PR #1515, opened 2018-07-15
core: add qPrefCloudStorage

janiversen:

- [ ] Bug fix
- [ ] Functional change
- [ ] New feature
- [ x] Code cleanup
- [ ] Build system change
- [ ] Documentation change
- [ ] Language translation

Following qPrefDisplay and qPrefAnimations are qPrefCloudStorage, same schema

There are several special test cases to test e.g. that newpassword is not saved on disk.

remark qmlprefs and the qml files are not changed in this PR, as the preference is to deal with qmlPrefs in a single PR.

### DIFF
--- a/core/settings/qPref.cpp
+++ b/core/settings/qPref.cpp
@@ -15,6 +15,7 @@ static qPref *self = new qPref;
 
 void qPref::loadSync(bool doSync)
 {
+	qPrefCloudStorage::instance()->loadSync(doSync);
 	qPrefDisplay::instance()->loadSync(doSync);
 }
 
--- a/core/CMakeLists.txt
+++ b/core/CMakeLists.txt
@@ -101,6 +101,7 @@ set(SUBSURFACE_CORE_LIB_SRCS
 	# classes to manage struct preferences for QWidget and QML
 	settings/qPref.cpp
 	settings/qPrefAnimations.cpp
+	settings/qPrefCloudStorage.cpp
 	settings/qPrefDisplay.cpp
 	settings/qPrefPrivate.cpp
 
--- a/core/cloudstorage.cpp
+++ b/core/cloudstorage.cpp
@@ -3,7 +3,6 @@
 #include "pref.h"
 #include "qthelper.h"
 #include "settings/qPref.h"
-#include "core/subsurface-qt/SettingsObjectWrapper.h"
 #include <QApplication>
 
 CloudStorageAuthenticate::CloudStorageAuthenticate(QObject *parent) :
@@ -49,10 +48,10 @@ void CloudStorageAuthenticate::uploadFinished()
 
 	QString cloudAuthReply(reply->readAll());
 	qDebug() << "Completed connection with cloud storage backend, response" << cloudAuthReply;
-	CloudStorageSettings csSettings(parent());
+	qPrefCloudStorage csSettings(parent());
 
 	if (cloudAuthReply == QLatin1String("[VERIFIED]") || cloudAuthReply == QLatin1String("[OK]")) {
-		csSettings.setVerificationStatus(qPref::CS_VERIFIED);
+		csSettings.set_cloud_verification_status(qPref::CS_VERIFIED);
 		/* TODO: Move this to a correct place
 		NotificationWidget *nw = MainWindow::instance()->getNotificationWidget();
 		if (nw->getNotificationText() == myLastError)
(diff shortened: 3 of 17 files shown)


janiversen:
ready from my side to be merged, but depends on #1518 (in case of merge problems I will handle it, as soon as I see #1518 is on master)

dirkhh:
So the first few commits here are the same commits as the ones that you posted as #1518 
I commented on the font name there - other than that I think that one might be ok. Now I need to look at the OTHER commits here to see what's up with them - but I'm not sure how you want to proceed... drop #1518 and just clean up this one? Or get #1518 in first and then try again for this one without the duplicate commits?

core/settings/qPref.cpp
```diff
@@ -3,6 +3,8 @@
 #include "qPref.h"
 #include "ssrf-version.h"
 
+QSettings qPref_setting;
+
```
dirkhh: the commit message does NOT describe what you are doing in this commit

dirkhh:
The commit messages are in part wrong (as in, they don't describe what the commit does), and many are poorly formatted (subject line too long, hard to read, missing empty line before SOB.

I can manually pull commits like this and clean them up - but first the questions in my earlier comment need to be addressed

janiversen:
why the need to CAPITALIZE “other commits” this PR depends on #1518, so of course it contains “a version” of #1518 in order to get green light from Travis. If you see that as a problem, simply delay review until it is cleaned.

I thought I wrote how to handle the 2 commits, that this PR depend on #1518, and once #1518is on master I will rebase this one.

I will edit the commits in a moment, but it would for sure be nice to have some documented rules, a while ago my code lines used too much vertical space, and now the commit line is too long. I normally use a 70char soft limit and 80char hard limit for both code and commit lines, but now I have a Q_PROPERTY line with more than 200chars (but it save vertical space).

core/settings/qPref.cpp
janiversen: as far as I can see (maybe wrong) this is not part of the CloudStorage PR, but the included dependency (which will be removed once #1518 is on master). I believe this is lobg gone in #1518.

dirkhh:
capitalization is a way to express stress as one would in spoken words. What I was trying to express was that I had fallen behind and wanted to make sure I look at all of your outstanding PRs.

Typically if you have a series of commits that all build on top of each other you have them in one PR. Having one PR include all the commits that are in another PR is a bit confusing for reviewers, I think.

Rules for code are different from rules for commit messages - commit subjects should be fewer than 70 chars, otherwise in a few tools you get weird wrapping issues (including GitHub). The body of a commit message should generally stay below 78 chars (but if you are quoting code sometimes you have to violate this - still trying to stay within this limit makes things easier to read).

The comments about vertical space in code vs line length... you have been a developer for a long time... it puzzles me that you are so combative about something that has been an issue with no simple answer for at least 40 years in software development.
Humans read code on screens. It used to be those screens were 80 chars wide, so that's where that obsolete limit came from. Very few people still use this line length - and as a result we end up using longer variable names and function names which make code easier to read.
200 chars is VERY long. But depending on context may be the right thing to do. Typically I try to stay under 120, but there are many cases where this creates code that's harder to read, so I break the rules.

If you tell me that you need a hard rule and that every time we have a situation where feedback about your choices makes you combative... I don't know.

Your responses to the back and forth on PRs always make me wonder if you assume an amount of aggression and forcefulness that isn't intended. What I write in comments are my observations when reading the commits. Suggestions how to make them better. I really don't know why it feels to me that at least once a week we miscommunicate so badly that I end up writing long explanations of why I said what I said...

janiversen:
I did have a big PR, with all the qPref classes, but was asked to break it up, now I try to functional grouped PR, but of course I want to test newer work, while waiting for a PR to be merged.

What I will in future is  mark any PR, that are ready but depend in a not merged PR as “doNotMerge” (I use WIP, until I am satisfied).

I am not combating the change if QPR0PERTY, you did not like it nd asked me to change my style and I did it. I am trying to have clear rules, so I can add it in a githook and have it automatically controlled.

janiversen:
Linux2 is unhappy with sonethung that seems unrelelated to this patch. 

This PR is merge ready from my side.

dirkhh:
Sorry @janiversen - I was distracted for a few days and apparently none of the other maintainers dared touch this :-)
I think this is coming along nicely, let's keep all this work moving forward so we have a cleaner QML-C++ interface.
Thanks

## TASK TO COMPLETE
Show every line of the material above in which "qPrefCloudStorage" is present.

## WRITTEN SOLUTION
core: add qPrefCloudStorage
Following qPrefDisplay and qPrefAnimations are qPrefCloudStorage, same schema
+	qPrefCloudStorage::instance()->loadSync(doSync);
+	settings/qPrefCloudStorage.cpp
+	qPrefCloudStorage csSettings(parent());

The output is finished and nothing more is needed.